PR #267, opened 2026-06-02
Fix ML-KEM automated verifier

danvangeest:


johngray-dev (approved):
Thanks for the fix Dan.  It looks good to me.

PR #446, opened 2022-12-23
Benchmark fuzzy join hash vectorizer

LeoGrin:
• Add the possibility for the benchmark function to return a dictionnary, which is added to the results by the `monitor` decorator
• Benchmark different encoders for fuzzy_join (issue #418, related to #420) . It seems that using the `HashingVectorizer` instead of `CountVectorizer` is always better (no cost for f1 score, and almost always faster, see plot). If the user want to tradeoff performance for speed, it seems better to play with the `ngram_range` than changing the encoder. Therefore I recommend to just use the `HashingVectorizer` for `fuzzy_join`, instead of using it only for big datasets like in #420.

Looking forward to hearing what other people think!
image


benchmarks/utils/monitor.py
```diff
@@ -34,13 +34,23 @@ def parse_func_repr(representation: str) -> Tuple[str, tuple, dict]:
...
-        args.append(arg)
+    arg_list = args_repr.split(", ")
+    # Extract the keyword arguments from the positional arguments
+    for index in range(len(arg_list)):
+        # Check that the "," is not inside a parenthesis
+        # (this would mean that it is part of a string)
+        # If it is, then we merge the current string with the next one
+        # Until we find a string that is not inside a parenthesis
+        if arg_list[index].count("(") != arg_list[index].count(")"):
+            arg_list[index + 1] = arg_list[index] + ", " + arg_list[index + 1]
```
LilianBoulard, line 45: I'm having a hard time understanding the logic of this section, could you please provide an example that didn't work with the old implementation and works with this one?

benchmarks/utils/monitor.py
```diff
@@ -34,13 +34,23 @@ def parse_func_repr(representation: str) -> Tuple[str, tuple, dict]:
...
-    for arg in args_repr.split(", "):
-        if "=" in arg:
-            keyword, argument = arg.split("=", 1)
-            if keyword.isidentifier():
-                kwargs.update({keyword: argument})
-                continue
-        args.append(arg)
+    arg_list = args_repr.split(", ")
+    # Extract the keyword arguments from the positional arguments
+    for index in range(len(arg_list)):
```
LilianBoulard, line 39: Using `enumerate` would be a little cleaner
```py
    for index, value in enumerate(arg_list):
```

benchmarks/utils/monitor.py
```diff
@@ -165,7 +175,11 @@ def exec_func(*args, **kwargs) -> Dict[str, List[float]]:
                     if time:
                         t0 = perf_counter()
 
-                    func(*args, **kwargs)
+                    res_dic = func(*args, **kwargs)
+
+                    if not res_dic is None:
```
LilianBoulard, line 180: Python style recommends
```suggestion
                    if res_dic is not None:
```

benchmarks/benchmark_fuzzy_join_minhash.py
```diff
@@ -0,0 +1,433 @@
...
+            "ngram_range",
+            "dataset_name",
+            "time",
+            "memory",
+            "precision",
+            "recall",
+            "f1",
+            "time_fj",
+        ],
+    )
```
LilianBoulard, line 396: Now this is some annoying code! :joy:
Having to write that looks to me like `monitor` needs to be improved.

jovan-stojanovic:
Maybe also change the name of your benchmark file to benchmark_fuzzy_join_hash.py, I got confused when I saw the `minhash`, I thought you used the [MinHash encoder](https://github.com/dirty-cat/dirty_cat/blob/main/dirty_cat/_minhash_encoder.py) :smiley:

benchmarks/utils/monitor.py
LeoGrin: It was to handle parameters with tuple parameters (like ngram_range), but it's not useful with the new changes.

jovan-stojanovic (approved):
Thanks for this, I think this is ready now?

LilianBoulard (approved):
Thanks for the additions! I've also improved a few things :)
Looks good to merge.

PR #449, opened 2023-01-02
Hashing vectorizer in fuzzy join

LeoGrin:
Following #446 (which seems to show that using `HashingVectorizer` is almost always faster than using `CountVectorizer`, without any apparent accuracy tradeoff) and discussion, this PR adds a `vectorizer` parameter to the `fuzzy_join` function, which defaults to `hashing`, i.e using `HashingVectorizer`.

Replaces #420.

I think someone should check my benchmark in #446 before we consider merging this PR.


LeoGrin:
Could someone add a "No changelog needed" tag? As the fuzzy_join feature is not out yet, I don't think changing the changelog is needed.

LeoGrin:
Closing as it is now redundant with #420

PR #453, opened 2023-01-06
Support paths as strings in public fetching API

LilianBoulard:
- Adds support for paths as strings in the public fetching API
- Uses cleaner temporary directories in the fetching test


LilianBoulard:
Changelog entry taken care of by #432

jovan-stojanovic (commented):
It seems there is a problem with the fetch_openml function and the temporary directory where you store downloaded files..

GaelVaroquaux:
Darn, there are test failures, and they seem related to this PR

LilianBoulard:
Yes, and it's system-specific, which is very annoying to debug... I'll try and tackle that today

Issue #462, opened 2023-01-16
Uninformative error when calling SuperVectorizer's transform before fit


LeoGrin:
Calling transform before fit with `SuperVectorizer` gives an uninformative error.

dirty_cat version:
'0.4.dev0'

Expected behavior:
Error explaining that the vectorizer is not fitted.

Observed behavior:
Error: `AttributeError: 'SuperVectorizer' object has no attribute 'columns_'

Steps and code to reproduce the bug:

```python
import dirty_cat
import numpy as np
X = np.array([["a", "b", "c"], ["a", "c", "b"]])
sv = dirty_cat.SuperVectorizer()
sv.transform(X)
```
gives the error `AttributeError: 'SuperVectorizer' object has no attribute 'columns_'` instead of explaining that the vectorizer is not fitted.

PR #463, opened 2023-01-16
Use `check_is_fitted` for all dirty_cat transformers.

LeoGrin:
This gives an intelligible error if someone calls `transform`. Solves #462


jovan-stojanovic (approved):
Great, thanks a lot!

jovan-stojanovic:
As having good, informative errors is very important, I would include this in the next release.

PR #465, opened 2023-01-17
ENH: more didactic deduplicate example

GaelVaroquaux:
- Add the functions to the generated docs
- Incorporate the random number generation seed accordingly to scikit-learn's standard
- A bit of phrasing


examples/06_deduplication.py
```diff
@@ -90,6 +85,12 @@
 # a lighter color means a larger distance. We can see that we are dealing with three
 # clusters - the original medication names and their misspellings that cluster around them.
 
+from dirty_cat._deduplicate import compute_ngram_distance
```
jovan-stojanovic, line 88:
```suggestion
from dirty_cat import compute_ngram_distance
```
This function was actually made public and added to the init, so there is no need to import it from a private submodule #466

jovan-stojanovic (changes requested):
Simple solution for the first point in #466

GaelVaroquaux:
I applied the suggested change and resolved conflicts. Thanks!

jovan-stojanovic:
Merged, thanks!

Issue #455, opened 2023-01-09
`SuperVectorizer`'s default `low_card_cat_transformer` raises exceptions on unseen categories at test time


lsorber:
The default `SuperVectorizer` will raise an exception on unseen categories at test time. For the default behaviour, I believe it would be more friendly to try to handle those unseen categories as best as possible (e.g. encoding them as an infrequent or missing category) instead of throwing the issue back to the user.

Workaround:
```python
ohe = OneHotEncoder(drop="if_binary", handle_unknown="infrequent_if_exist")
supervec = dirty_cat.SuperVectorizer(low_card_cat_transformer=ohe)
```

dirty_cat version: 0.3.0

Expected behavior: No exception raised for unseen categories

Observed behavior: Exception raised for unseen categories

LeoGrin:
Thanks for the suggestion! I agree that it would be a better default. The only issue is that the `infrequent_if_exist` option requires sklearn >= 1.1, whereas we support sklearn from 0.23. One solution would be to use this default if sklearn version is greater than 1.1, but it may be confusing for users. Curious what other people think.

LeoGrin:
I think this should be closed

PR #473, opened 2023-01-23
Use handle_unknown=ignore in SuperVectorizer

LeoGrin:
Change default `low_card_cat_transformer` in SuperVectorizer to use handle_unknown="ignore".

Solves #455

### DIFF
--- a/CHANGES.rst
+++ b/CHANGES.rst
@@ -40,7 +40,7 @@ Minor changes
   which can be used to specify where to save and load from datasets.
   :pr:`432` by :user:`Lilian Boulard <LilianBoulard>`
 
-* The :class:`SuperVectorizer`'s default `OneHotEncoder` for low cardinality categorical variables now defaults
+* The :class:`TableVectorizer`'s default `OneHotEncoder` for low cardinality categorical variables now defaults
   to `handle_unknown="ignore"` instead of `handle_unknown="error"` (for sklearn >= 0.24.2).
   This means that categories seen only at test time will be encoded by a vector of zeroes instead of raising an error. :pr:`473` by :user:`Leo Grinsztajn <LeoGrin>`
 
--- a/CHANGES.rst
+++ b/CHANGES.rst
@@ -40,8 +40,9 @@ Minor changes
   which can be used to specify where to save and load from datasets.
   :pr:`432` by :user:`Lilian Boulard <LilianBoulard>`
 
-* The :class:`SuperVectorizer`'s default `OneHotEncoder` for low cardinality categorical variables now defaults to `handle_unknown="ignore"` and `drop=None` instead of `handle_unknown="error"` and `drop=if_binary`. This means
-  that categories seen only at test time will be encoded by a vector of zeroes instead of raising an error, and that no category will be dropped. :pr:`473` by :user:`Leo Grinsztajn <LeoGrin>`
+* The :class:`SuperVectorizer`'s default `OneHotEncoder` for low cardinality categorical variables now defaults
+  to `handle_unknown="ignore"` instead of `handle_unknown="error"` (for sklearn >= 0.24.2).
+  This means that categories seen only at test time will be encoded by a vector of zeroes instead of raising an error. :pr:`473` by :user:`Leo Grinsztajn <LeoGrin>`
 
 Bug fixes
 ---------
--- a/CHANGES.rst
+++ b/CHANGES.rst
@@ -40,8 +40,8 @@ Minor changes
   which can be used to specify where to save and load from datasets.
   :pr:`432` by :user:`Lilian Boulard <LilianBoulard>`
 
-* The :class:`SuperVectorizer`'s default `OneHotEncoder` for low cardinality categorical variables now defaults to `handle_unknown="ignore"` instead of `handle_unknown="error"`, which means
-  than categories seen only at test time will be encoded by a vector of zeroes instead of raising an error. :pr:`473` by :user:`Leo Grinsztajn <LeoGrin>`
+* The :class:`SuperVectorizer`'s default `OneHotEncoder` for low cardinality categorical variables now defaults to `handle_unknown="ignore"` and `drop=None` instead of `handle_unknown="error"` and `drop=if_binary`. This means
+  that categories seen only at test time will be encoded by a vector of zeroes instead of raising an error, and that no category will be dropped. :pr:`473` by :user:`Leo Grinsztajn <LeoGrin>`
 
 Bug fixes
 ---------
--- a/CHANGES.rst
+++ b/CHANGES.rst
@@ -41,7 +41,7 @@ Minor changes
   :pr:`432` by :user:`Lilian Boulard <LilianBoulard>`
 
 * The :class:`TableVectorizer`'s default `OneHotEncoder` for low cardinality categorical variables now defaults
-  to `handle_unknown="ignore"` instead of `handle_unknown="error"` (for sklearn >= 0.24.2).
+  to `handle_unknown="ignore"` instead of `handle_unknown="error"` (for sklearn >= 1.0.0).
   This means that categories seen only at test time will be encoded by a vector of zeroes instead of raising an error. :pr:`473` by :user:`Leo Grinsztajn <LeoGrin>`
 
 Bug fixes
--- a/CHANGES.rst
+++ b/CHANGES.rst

━━━━━━

Where a line in the records above contains the string "paths", copy that line.

# TASK OUTPUT
Support paths as strings in public fetching API
- Adds support for paths as strings in the public fetching API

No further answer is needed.